PR #449, opened 2020-10-01
Updated env-vars.list

SumitRodrigues:


TheRealHona (commented):
Nothing uses the `NAME` env var, what is the point of this PR?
--*--
Every line of the listing must be written out again exactly.

PR #449, opened 2020-10-01
Updated env-vars.list

SumitRodrigues:


TheRealHona (commented):
Nothing uses the `NAME` env var, what is the point of this PR?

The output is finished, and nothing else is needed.